Il faut rappeler qu’historiquement la terre à Rapa a été possédée par différents clans
(kopu) qui défendaient jalousement leur espace de vie, comprenant les habitations et
les tarodières (roki). Selon la mémoire locale, la lutte pour des ressources limitées
engendrait de féroces guerres claniques.
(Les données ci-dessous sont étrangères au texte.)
Issue #38, opened 2022-04-13
Make Logs Available Via API


jdrew82:
### Environment
* Nautobot version:  1.2.8
* nautobot-ssot version:  1.1.0

### Proposed Functionality
As an end-user, it'd be very helpful to have the SSoT logs available via the API for programmatic searching. This is especially important as the number of SoRs imported and the number of objects imported increases.

### Use Case
As an end-user, when I have an inquiry about why a large number of devices weren't imported it can be rather arduous to review the logs via the GUI. Being able to programmatically search them via the API would make this task much easier.

Kircheneer:
#97 is another way to solve your specific use case, although I don't think this invalidates API access to the logs entirely.

PR #143, opened 2023-06-21
Add API Endpoints

jdrew82:
This PR is for addressing #38 to make the Sync and SyncLogEntry objects available via API endpoints.

### DIFF
--- a/nautobot_ssot/api/views.py
+++ b/nautobot_ssot/api/views.py
@@ -1,0 +1,32 @@
+"""Views for SSoT APIs."""
+from rest_framework.routers import APIRootView
+
+from nautobot.extras.api.views import NautobotModelViewSet
+
+from nautobot_ssot.api import serializers
+from nautobot_ssot import filters
+from nautobot_ssot import models
+
+
+class SsotRootView(APIRootView):
+    """SSoT API root view."""
+
+    def get_view_name(self):
+        """API for SSoT root view boilerplate."""
+        return "Single Source of Truth"
+
+
+class SyncViewSet(NautobotModelViewSet):  # pylint: disable=too-many-ancestors
+    """API viewset for interacting with Sync objects."""
+
+    queryset = models.Sync.objects.all()
+    serializer_class = serializers.SyncListSerializer
+    filterset_class = filters.SyncFilterSet
+
+
+class SyncLogEntryViewSet(NautobotModelViewSet):  # pylint: disable=too-many-ancestors
+    """API viewset for interacting with SyncLogEntry objects."""
+
+    queryset = models.SyncLogEntry.objects.all()
+    serializer_class = serializers.SyncLogEntrySerializer
+    filterset_class = filters.SyncLogEntryFilterSet
--- a/nautobot_ssot/api/views.py
+++ b/nautobot_ssot/api/views.py
@@ -8,7 +8,7 @@ from nautobot_ssot import filters
 from nautobot_ssot import models
 
 
-class SsotRootView(APIRootView):
+class SSOTRootView(APIRootView):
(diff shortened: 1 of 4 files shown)


nautobot_ssot/api/views.py
```diff
@@ -0,0 +1,32 @@
...
+from rest_framework.routers import APIRootView
+
+from nautobot.extras.api.views import NautobotModelViewSet
+
+from nautobot_ssot.api import serializers
+from nautobot_ssot import filters
+from nautobot_ssot import models
+
+
+class SsotRootView(APIRootView):
```
Kircheneer, line 11:
```suggestion
class SSotRootView(APIRootView):
```

Nitpick

Kircheneer (changes requested):

nautobot_ssot/api/views.py
jdrew82: I thought PEP8 says it should be camelcase?

nautobot_ssot/tests/test_api.py
```diff
@@ -1,15 +1,151 @@
...
 
 from nautobot.users.models import Token
+from nautobot.utilities.testing.api import APIViewTestCases
+
+from nautobot_ssot import models
 
 User = get_user_model()
 
 
+class SyncAPITest(APIViewTestCases.APIViewTestCase):  # pylint: disable=too-many-ancestors
```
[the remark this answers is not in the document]
jdrew82: I think some of the tests are certainly valid. I just wasn't sure how to go about actually testing them. I can work on building them out though. This was meant as an initial stab at adding the API endpoints to satisfy the referenced issue and to also get ready for the Nautobot 2.0 React UI.

nautobot_ssot/api/views.py
glennmatthews: It's OK to have multiple consecutive capitals - I'd vote for `SSOTRootView` myself as I personally prefer acronyms to stay capitalized rather than being treated as TitleCase words. (`nautobot.ipam.models.IPAddress`, not `IpAddress`)

jdrew82: Alright, works for me.

nautobot_ssot/tests/test_api.py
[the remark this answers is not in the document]
Kircheneer: I believe that we should get the unit tests in along with the feature, otherwise its unclear when/if the unit tests will ever be enabled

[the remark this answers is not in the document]
jdrew82: Agreed, I just need time to figure out the tests. I'm not familiar with how the API unit tests work so still working through that.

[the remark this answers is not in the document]
Kircheneer: Here you should use separate subclasses of `APIViewTestCases` as this is a read-only API. That should cut down on the necessary `@skip` annotations.

nautobot_ssot/tests/test_api.py
```diff
@@ -1,15 +1,151 @@
...
+    @skip("Not implemented")
+    def test_list_objects_filtered(self):
+        pass
+
+    @skip("Not implemented")
+    def test_list_objects_unknown_filter_no_strict_filtering(self):
+        pass
+
+
+class SyncLogEntryAPITest(APIViewTestCases.APIViewTestCase):  # pylint: disable=too-many-ancestors
```
Kircheneer, line 78: Same thing about the different base class here since this is also read-only

jdrew82:
Putting this on hold until I have time to work on the tests after the 2.0 release.

Kircheneer:
Closing until we pick it back up.

PR #150, opened 2023-07-13
Release v2.0.0b2

jdrew82:
This PR is to prepare for cutting release for v2.0.0-beta2. 

- Updated version to specify beta2 to match Nautobot.
- Added release notes to summarize changes.

### DIFF
--- a/docs/admin/release_notes/version_2.0.md
+++ b/docs/admin/release_notes/version_2.0.md
@@ -1,7 +1,7 @@
 
 # v2.0 Release Notes
 
-## v2.0.0-beta.2 - 2023-07-13
+## v2.0.0-beta.1 - 2023-07-13
 
 ### Added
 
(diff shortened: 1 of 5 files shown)


pyproject.toml
```diff
@@ -1,6 +1,6 @@
 [tool.poetry]
 name = "nautobot-ssot"
-version = "2.0.0"
+version = "2.0.0-beta.2"
```
Kircheneer, line 3: Shouldn't this be beta 1 of SSoT?

docs/admin/release_notes/version_2.0.md
```diff
@@ -0,0 +1,21 @@
+
+# v2.0 Release Notes
+
+## v2.0.0-beta.2 - 2023-07-13
```
Kircheneer, line 4: Same here

Kircheneer (changes requested):
Just the version number

pyproject.toml
jdrew82: I was doing this to match Nautobot but I'll change it to beta 1. Will also add a compatibility matrix to documentation so it's clear what version is supported for which Nautobot version.

Kircheneer (approved):
LGTM!

PR #168, opened 2023-08-23
Update for Nautobot 2.0.0.rc1 Support

jdrew82:
This PR is for updating the 2.0 branch to support Nautobot 2.0.0rc1. I found a few instances where slug was still in use for Platform and Status so I've corrected those and associated tests.

### DIFF
--- a/development/Dockerfile
+++ b/development/Dockerfile
@@ -76,3 +76,5 @@ RUN pip install -c constraints.txt -r poetry_freeze_dev.txt
 
 COPY development/nautobot_config.py ${NAUTOBOT_ROOT}/nautobot_config.py
 # !!! USE CAUTION WHEN MODIFYING LINES ABOVE
+
+USER root
--- a/nautobot_ssot/integrations/aristacv/signals.py
+++ b/nautobot_ssot/integrations/aristacv/signals.py
@@ -122,9 +122,11 @@ def post_migrate_create_platform(apps=global_apps, **kwargs):
     Manufacturer = apps.get_model("dcim", "Manufacturer")
     Platform.objects.update_or_create(
         name="arista.eos.eos",
-        napalm_driver="eos",
-        network_driver="arista_eos",
-        manufacturer=Manufacturer.objects.get(name="Arista"),
+        defaults={
+            "napalm_driver": "eos",
+            "network_driver": "arista_eos",
+            "manufacturer": Manufacturer.objects.get(name="Arista"),
+        },
     )
 
     if APP_SETTINGS.get("create_controller"):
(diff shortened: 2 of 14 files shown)


development/Dockerfile
```diff
@@ -76,3 +76,5 @@ RUN pip install -c constraints.txt -r poetry_freeze_dev.txt
 
 COPY development/nautobot_config.py ${NAUTOBOT_ROOT}/nautobot_config.py
 # !!! USE CAUTION WHEN MODIFYING LINES ABOVE
+
+USER root
```
Kircheneer, line 80: Is this a standard pattern for 2.0 migrations? If so, why?

nautobot_ssot/integrations/aristacv/signals.py
```diff
@@ -120,9 +120,10 @@ def post_migrate_create_platform(apps=global_apps, **kwargs):
     """Callback function for post_migrate() -- create Arista Platform."""
     Platform = apps.get_model("dcim", "Platform")
     Manufacturer = apps.get_model("dcim", "Manufacturer")
-    Platform.objects.get_or_create(
+    Platform.objects.update_or_create(
         name="arista.eos.eos",
         napalm_driver="eos",
+        network_driver="arista_eos",
         manufacturer=Manufacturer.objects.get(name="Arista"),
     )
```
Kircheneer, line 128:
```suggestion
    Platform.objects.update_or_create(
        name="arista.eos.eos",
        napalm_driver="eos",
        network_driver="arista_eos",
        manufacturer=Manufacturer.objects.get(name="Arista"),
    )
```
```suggestion
    Platform.objects.update_or_create(
        name="arista.eos.eos",
        defaults={
        "napalm_driver": "eos",
        "network_driver": "arista_eos",
        "manufacturer": Manufacturer.objects.get(name="Arista"),
        }
    )
```

Otherwise the updating will never happen and I believe it might crash when it encounters a platform called `arista.eos.eos` that doesn't have the other parameters matching

Kircheneer (changes requested):
Just a couple of minor things, after that we should be good

development/Dockerfile
glennmatthews: Temporary workaround for a bug in the rc1 docker images. Will be fixed/unnecessary in rc2 and later.

nautobot_ssot/integrations/aristacv/signals.py
jdrew82: Ahhh, wasn't aware of that. Good catch!

development/Dockerfile
jdrew82: This was added temporarily to address an issue with coverage not working in CI. Will be removed in future when we have a container that doesn't have the issue.

jdrew82:
@Kircheneer Tweaked the Platform update in CVP `signals.py`.

Kircheneer (approved):

PR #181, opened 2023-08-25
Python 3.11 Support

nniehoff:


pyproject.toml
```diff
@@ -26,8 +27,8 @@ packages = [
 ]
 
 [tool.poetry.dependencies]
-python = ">=3.8, <3.11"
-nautobot = "2.0.0rc1"
+python = ">=3.8, <3.12"
+nautobot = "2.0.0rc2"
```
Kircheneer, line 31:
```suggestion
nautobot = ">=2.0.0rc2"
```

No more breaking changes at this point, we can leave the dependency open ended in case there are more RCs

nniehoff: @Kircheneer Nautobot 1.6.x supports 3.11

jdrew82: This will be addressed with the 1.5.0 release that drops py3.7. I think this has been fixed in the next-2.0 branch too.

jdrew82:
Closing as this is address by #207.

PR #218, opened 2016-02-09
Add IResult::map and IResult::map_err

sourrust:
I mostly want to use map_err to allow my flac library to have better custom errors, but I also add map as well to have a similar interface as `Result`.

### DIFF
--- a/src/internal.rs
+++ b/src/internal.rs
@@ -80,6 +80,9 @@ impl<I,O,E> IResult<I,O,E> {
     }
   }
 
+  /// Maps a `IResult<I, O, E>` to `IResult<I, O, N>` by appling a function
+  /// to a contained `Error` value, leaving `Done` and `Incomplete` value
+  /// untouched.
   #[inline]
   pub fn map_err<N, F>(self, f: F) -> IResult<I, O, N>
    where F: FnOnce(Err<I, E>) -> Err<I, N> {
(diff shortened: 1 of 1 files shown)


Geal:
Thanks!

tstorch:
@Geal This was on my TODO list for this week. I planed to rewrite a major part of `macros.rs` using this. Interested?

Also I thought about writing a combination of `IResult::map` and `Needed::map`, which as a method of `IResult` takes to functions `f` and `g` and returns `IResult::Done(_, f(o))` resp. `IResult::Incomplete(Needed::Size(g(i)))` (or `IResult::Incomplete(Needed::Unknown)` or `IResult::Error(_)`. Your thoughts?

Geal:
@tstorch in short, don't try that ;)

That was my first approach with nom, and the one favored by libraries like combine. You end up writing specializations for a lot of type combinations, and fight the compiler for lifetime issues. `map` and `map_err` here are more useful to manipulate the result of nom parsers elsewhere in the code.

The macros approach is tricky, but the principle is simple, and it relies on the compiler being smart enough to guess types and lifetimes in one function scope. If you want to try and rewrite stuff, there are already the `map!`, `map_opt!`, `flat_map!` macros you can use.

I'd advise against touching `chain!`, though. This parser is overly complex, I'd like to replace it with something simpler to use.

tstorch:
Got it! I'll have a look at it.

Is there a particular reason, why `IResult::map_incomplete` is missing?

sourrust:
@tstorch no real reason, I was just matching the `Result`API.

PR #219, opened 2016-02-10
Changed name of of `apply_rf` to `apply_m`

joelself:
The 'm' is for method. This was in my code at some point, but must have gotten lost in a merge.


Geal:
Thanks

PR #221, opened 2016-02-15
Added map (and is_known) function for enum Needed

tstorch:
Because @sourrust snagged #218, which was on my TODO list for this week I implemented map for Needed, which might come in handy (esp. in the `chaining_parser` macro)


Geal:
Thanks

Issue #181, opened 2016-01-25
nom::Err should implement std::error::Error


rorytrent:
This will allow usage of the nom::Err type with io::Error::new(io::ErrorKind, nom_err).

Geal:
Fixed in 40c0e55

Issue #66, opened 2015-08-03
Bit field parsers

Avec le temps, alors l’imposition du code
civil français dans les îles environnantes a comme on le sait engendré des stratégies
individualistes visant à vendre des terres auparavant sous le régime de l’indivision,
les terres de Rapa ont au contraire peu à peu fait l’objet d’une revendication
commune – au niveau de l’île entière – qui empêche son appropriation par des
intérêts privés.
C’est notamment en raison de l’isolement et de sa distance avec Tahiti et ses
institutions que la société Rapa a pu développer un principe de propriété de collective
dans lequel chacun(e) peut, en appliquant le principe local de la filiation
indifférenciée, pratiquement se réclamer d’une connexion généalogique avec tous les
clans de l’île. Il faut rappeler qu’à un moment de son histoire (vers le milieu du 19ème
siècle, peu après le développement des contacts avec les européens) la population est
descendue à 120 personnes (après avoir été estimée à 2000 personne en 1791 par
George Vancouver, le premier navigateur européen à passer à Rapa). De fait, chaque
insulaire se sait, plus où moins connecté avec les autres (ce qui, selon les règles
d’exogamie, oblige d’ailleurs les jeunes à chercher leurs conjoint(e)s hors de l’île.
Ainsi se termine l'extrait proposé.